I know what the gut says- or maybe that's paranoia. (No signs other than attitude and mood change)

Thoughts?
_Posted via Mobile Device_


----------



## Shaggy (Jul 17, 2011)

Actions has motivations - his actions really are filled with red flags about his motivation to take them.

Other than the fight - what else is going on in his life ? New friends? Gyms?

Is it possible your daughter told him something nasty about you? Maybe a lie in the heat of the moment that he's reacting to?


----------



## Jellybeans (Mar 8, 2011)

If he says there is no onoe else, there may very well be...no one else.

If he's lying, you will eventually learn about it. The truth always comes out eventually.

Don't beg him to stay with you. I know you are hurt but never ever chase after a dog that is running away from you.

Just let him go.


----------



## Again71 (Mar 31, 2011)

Jellybeans said:


> If he says there is no onoe else, there may very well be...no one else.
> 
> If he's lying, you will eventually learn about it. The truth always comes out eventually.
> 
> ...


I am just grasping at anything and over-analyzing everything.

This sucks. 

I enjoy reading your posts. Thanks.


----------



## Jellybeans (Mar 8, 2011)

It's normal to analyze and trying to make sense of everything when you are going through a life change like this. 
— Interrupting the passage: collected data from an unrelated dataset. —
PR #18642, opened 2025-09-23
chore: emit build-new-payload events in caller scope

SuperFluffy:
Adds the current span of the caller to `PayloadServiceCommand::BuildNewPayload` so that the payload builder service can emit all events inside that span.

As a follow-up one could also propagate that span to the job pushed into `payload_jobs` so that events that occur while processing the job can also be related back to the original call.

### DIFF
--- a/crates/payload/builder/src/service.rs
+++ b/crates/payload/builder/src/service.rs
@@ -131,7 +131,11 @@ impl<T: PayloadTypes> PayloadBuilderHandle<T> {
         attr: T::PayloadBuilderAttributes,
     ) -> Receiver<Result<PayloadId, PayloadBuilderError>> {
         let (tx, rx) = oneshot::channel();
-        let _ = self.to_service.send(PayloadServiceCommand::BuildNewPayload(attr, tx));
+        let _ = self.to_service.send(PayloadServiceCommand::BuildNewPayload(
+            attr,
+            tx,
+            tracing::Span::current(),
+        ));
         rx
     }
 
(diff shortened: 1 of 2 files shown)


crates/payload/builder/src/service.rs
```diff
@@ -426,33 +430,35 @@ where
...
-                                    this.metrics.inc_failed_jobs();
-                                    warn!(target: "payload_builder", %err, %id, "Failed to create payload builder job");
-                                    res = Err(err);
+                    PayloadServiceCommand::BuildNewPayload(attr, tx, span) => {
+                        span.in_scope(|| {
+                            let id = attr.payload_id();
+                            let mut res = Ok(id);
+
+                            if this.contains_payload(id) {
+                                info!(target: "payload_builder",%id, parent = %attr.parent(), "Payload job already in progress, ignoring.");
```
SuperFluffy, line 439: Flagging this: I changed this from `debug` to `info` level because this is valuable information for my caller. I figured that changing the event level here is less invasive compared to changing the channel return value.

I also suspect that well behaved code calling this should not fire new payload jobs in a hot loop so this won't lead to event spam.

crates/payload/builder/src/service.rs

All you can do is rely on what you DO know: which is that he has unilaterally ended your decade-long relationship.

So when someone wants to part from you, don't hold onto to them. Love should be given freely. You will feel a lot better about yourself/the situation if you are not grasping at straws/him/clinging.
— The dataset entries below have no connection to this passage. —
PR #18643, opened 2025-09-23
feat(bootnode): Persists the discovery secret key

0xMelkor:
Bootnode command improvement:
- [x] Restore/persist the discovery key
- [x] Removed unused cli args 
- [x] CLI naming consistency

### DIFF
--- a/crates/cli/commands/src/p2p/bootnode.rs
+++ b/crates/cli/commands/src/p2p/bootnode.rs
@@ -1,58 +1,30 @@
 //! Standalone bootnode command
 
 use clap::Parser;
-use reth_chainspec::{EthChainSpec, EthereumHardforks};
-use reth_cli::chainspec::ChainSpecParser;
-use reth_cli_util::get_secret_key;
+use reth_cli_util::{get_secret_key, load_secret_key::rng_secret_key};
 use reth_discv4::{DiscoveryUpdate, Discv4, Discv4Config};
 use reth_discv5::{discv5::Event, Config, Discv5};
 use reth_net_nat::NatResolver;
 use reth_network_peers::NodeRecord;
-use reth_node_core::{
-    args::DatadirArgs,
-    dirs::{ChainPath, DataDirPath, MaybePlatformPath},
-};
 use secp256k1::SecretKey;
-use std::{fmt, net::SocketAddr, path::PathBuf, sync::Arc};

It will get better. I promise.


----------



## Again71 (Mar 31, 2011)

Shaggy said:


> Actions has motivations - his actions really are filled with red flags about his motivation to take them.
> 
> Other than the fight - what else is going on in his life ? New friends? Gyms?
> 
> Is it possible your daughter told him something nasty about you? Maybe a lie in the heat of the moment that he's reacting to?


Thanks for your response.

I am not quite sure what you mean in your first statement.

There aren't any new friends, nothing changed as in places he goes to. Before this, we were always together except for work. I know everyone there, he is the boss- no changes there.
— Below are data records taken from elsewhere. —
PR #18648, opened 2025-09-23
fix(engine): remove redundant parent_to_child removal during eviction

Forostovec:
- Drop duplicate remove_from_parent call in insert_block eviction path; remove_block already handles it.
- No functional changes; micro-optimization and slight simplification.
- Tests and metrics unaffected; eviction remains FIFO via block_queue.

### DIFF
--- a/crates/engine/tree/src/tree/block_buffer.rs
+++ b/crates/engine/tree/src/tree/block_buffer.rs
@@ -74,9 +74,7 @@ impl<B: Block> BlockBuffer<B> {
         if self.block_queue.len() >= self.max_blocks {
             // Evict oldest block if limit is hit
             if let Some(evicted_hash) = self.block_queue.pop_front() {
-                if let Some(evicted_block) = self.remove_block(&evicted_hash) {
-                    self.remove_from_parent(evicted_block.parent_hash(), &evicted_hash);
-                }
+                self.remove_block(&evicted_hash);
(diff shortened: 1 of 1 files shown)


crates/engine/tree/src/tree/block_buffer.rs
```diff
@@ -74,9 +74,7 @@ impl<B: Block> BlockBuffer<B> {
         if self.block_queue.len() >= self.max_blocks {
             // Evict oldest block if limit is hit
             if let Some(evicted_hash) = self.block_queue.pop_front() {
-                if let Some(evicted_block) = self.remove_block(&evicted_hash) {
-                    self.remove_from_parent(evicted_block.parent_hash(), &evicted_hash);
-                }
+                self.remove_block(&evicted_hash);
```
mattsse, line 77: this is indeed redundant here

https://github.com/paradigmxyz/reth/blob/985671287cdadff047e957a0f8222cf911c566ca/crates/engine/tree/src/tree/block_buffer.rs#L152-L155

mattsse (approved):
lgtm

but would like a sanity check from @yongkangc or @shekhirin  perhaps

yongkangc (approved):
generally looks ok to me 

would be nice to maybe add test for parent-child cleanup is properly maintained during eviction during eviction?

PR #18650, opened 2025-09-23
Harden PayloadId against targeted collisions via process-scoped keyed hashing

sashaodessa:
### Description
- Switch `payload_id()` to SHA-256 keyed with a process-local secret, then truncate to 8 bytes.
- Keeps the API unchanged while making the 64-bit ID resilient to crafted collisions.
- Adds a per-process secret (random at runtime; deterministic in tests) and updates tests to assert stability and uniqueness properties.
- Minimal surface change: only `engine-primitives` crate; added `rand` as a workspace dependency.


mattsse (commented):
this follows a scheme that should be consistent across client so that the same attributes result in consistent ids

PR #18652, opened 2025-09-23
fix(engine): correct misleading test comments in cached_state.rs

crazykissshout:
Hmm, I think this is made by some copy-past mistakes.

Fixes misleading comments in storage cache tests that all said "check that the storage is empty" but were actually testing different behaviors.


mattsse (approved):
sure

PR #18655, opened 2025-09-23
chore: support custom transaction types in `EthTransactionValidator`

klkvr:
Adds a bitmap to `EthTransactionValidator` that allows to whitelist certain transaction types that will be allowed during validation, making it possible to fully reuse eth validator for chains with custom transaction types


mattsse (approved):
reasonable

PR #18656, opened 2025-09-24
fix(cli): replace unwrap with error propagation in merkle stage

wetkeyboard:
Replaced panic-prone `.unwrap()` calls with proper `?` error propagation


mattsse (approved):
appropriate

PR #18657, opened 2025-09-24
feat(rpc): merge the header not found and resource not found

wetkeyboard:
As https://github.com/ethereum-optimism/optimism/pull/11759 is released, let's merge the two errors into one, and add some unit tests for the resource not found error.


mattsse (approved):
makes sense now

I never thought about my daughter saying something negative like that. I actually just asked her about that and she claims nothing was said about me except him saying he would kick me out to get her out. She had no problem packing immediately. Her words hurt him and he claims that he will never get over it and that's something he will have to live with forever. They both said very hurtful things to each other. There will never be any reconciliation on their parts.
_Posted via Mobile Device_


----------



## AppleDucklings (Mar 27, 2011)

saying "no one else" may be honest. However, if he ever used the words "just a friend" about someone, that is trouble. Cheaters always say "just a friend"


----------



## Darkhorse (Dec 3, 2011)

AppleDucklings said:


> saying "no one else" may be honest. However, if he ever used the words "just a friend" about someone, that is trouble. Cheaters always say "just a friend"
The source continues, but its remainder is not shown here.